Before e-mail delivery, SSH Tectia ConnectSecure automatically creates a transparent TCP tunnel between the client host and the SSH Tectia Server gateway for SMTP/IMAP/POP protocols. The encrypted tunnel ends at the gateway, and from there onwards the e-mail traffic is transmitted unencrypted in the company's internal network.
To create the configuration using the SSH Tectia Configuration tool, do the following:
On the Connection Profiles page, click Add profile to add a new connection profile for the gateway server host. Enter the profile name and click OK. In the example, the profile is named
Select the created profile from the Connection Profiles list, and specify the connection details in the following view.
By default, the profile name is assumed to be the host name of the destination server, but here we link the profile name to a server called
host1234. Click Apply when the settings are ready.
On the Transparent Tunnels → Connection Capture page, select the Enable transparent tunneling at startup check box.

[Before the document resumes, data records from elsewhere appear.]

Issue #2038, opened 2019-05-09
internal/cmd/gocdk: create processContext logger


zombiezen:
There's a variety of places that require synchronous access to writing to stderr/logs. I'm currently using the standard library `log.Logger`, but we likely need to integrate non-log-entry data like raw stdout/stderr from subprocesses in `serve`.

zombiezen:
The requirements for this as I see them:

- It would be ideal to have method(s) on `processContext` that log a message.
- It is desirable to log information to either stdout or stderr. Generally, the guideline is that output that another process may want to parse (e.g. request logs or a URL endpoint for a running server) should be sent to stdout. stderr should be reserved for output that is informational but the format may change.
- For similar reasons, our tests should be able to read stdout after the command has completed.
- We must support concurrent writes to either stdout or stderr, even in an unstructured stream. For example, when running `gocdk serve`, the CLI process and the (up to) two server subprocesses may be trying to write to either stderr or stdout concurrently with each other. I believe it to be acceptable in such cases to interleave lines, but partial lines being interleaved would not be okay.

clausti:
@zombiezen, in your [comment](https://github.com/google/go-cloud/pull/2169#issuecomment-497049381) on @vangent's PR, in response to his comment that "Maybe we should add functions to ProcessContext for Log and Printf and use those everywhere?", you said 

> I'd like to see us address the larger problem rather than trying to optimize individual parts

but I'm not sure I understand if you're saying Robert's suggestion does that or doesn't do that... it didn't seem to me like the suggestion to consolidate logging onto `ProcessContext` says anything one way or the other about latter bullet points on this issue?

zombiezen:
My comment about addressing larger problem was aimed at PR #2169, not the particular statement. I don't see the PR moving us toward any of the bullets above, since it's just one more call site we have to migrate anyway. That was my intent.

I agree with Robert that we should consolidate logging onto `processContext` (that's bullet 1). I think any such effort should also address the other bullets, too.

vangent:
@zombiezen 	how do you see `Logger` fitting in with `stdout` vs `stderr`? Currently we use `Logger` in a bunch of places to insert a timestamp and `gocdk: ` timestamp. That doesn't sound useful for what you've described as `stdout` since it makes the output harder to process. I'm not sure it adds much value for `stderr` either...?

PR #2169, opened 2019-05-28
internal/gocdk: use a logger instead of straight fmt.Printf

vangent:


clausti:
@zombiezen told me not to use a logger on this the first time around?

vangent:
> @zombiezen told me not to use a logger on this the first time around?

Hmm, we appear to be pretty inconsistent. This uses `fmt.Printf`, `init.go` uses `fmt.Fprintf(pctx.stdout, ...`, and `demo.go` uses `logger`. We should be consistent, and it should be easier to be consistent.

BTW, I noticed this because when you run `go test`, this message gets printed out (and nothing else), which doesn't seem right.

Maybe we should add functions to `ProcessContext` for `Log` and `Printf` and use those everywhere?

clausti:
>Maybe we should add functions to ProcessContext for Log and Printf and use those everywhere?

That would definitely make it easier to be consistent.

zombiezen:
See #2038 for my original report (and I've added some more nuance). I'd like to see us address the larger problem rather than trying to optimize individual parts, but I'm happy to approve if this blocks something.

vangent:
> See #2038 for my original report (and I've added some more nuance). I'd like to see us address the larger problem rather than trying to optimize individual parts, but I'm happy to approve if this blocks something.

It doesn't block anything, I just find it annoying to see this one message every time I run tests.

@clausti , up to you whether to go ahead with this or drop it and wait for the larger fix.

clausti:
Yeah, let's go ahead and remove that annoyance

On the Transparent Tunnels → Filter Rules page, click Add to add the filter rules which define the applications and ports to be captured and tunneled. In this example, only TCP ports related to e-mail delivery (IMAP, POP, SMTP) are forwarded to the gateway server through profile
Under Action, it is possible to select how the destination host is defined; either the host defined in the connection profile is used, or the host definition is received from the application. Now that we have a gateway server in this example, we will use the hostname defined in the profile, and the Use host name from the application is left unselected. In case we had a Secure Shell server running on each destination server, we could use the host names from the application.
The created rules are listed in the Filter Rules view. You can return to editing a selected rule by clicking Edit, and you can arrange the order of the rules with the up and down arrows. Place the most specific rules first. In this example, the order is not significant.
Once transparent TCP tunneling has been activated, it captures the e-mail traffic to the hosts defined in the SSH Tectia configuration and uses encrypted tunnels for sending the data. No changes are required to the configuration of the e-mail application.
When the tunnel is opened, the user is prompted to authenticate to the gateway server. Setting up public-key authentication to the server is recommended. For instructions, see Managing Keys and Certificates.